▶ **Exercise goal**
Whenever the word "supported" appears in a line of the data below, copy that line.

▶ **Data supplied**
☆ ☆ ☆ ☆
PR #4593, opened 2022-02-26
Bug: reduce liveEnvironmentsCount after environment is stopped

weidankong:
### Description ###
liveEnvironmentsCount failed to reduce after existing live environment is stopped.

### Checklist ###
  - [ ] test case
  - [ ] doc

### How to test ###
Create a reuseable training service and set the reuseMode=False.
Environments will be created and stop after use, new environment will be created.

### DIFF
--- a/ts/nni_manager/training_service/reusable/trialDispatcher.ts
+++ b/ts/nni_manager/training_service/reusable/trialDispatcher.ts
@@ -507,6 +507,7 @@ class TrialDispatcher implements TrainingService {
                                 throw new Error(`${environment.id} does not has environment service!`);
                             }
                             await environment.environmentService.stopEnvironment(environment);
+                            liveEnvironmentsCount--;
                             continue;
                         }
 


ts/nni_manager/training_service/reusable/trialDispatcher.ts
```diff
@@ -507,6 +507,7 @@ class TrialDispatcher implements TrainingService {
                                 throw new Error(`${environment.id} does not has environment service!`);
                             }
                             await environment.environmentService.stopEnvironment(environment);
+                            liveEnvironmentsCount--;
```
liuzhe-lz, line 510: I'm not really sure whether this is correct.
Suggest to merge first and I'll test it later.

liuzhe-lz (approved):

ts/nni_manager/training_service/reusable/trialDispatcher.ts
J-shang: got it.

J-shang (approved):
☆ ☆ ☆ ☆
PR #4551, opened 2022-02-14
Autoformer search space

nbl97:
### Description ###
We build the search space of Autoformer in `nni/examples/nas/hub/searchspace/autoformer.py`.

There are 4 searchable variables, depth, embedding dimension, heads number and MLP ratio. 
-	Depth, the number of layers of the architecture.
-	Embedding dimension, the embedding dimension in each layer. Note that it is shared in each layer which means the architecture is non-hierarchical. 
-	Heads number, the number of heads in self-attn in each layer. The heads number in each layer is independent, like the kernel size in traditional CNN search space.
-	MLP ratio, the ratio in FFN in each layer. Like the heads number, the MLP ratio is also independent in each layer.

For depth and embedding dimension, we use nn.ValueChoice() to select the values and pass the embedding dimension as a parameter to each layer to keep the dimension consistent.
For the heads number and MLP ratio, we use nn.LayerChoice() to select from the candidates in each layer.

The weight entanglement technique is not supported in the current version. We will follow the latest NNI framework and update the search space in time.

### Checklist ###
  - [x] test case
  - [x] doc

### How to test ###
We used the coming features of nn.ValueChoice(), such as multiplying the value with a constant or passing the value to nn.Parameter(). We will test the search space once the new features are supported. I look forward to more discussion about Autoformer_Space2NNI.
☆ ☆ ☆ ☆
▶ **Exercise output**
The weight entanglement technique is not supported in the current version. We will follow the latest NNI framework and update the search space in time.
We used the coming features of nn.ValueChoice(), such as multiplying the value with a constant or passing the value to nn.Parameter(). We will test the search space once the new features are supported. I look forward to more discussion about Autoformer_Space2NNI.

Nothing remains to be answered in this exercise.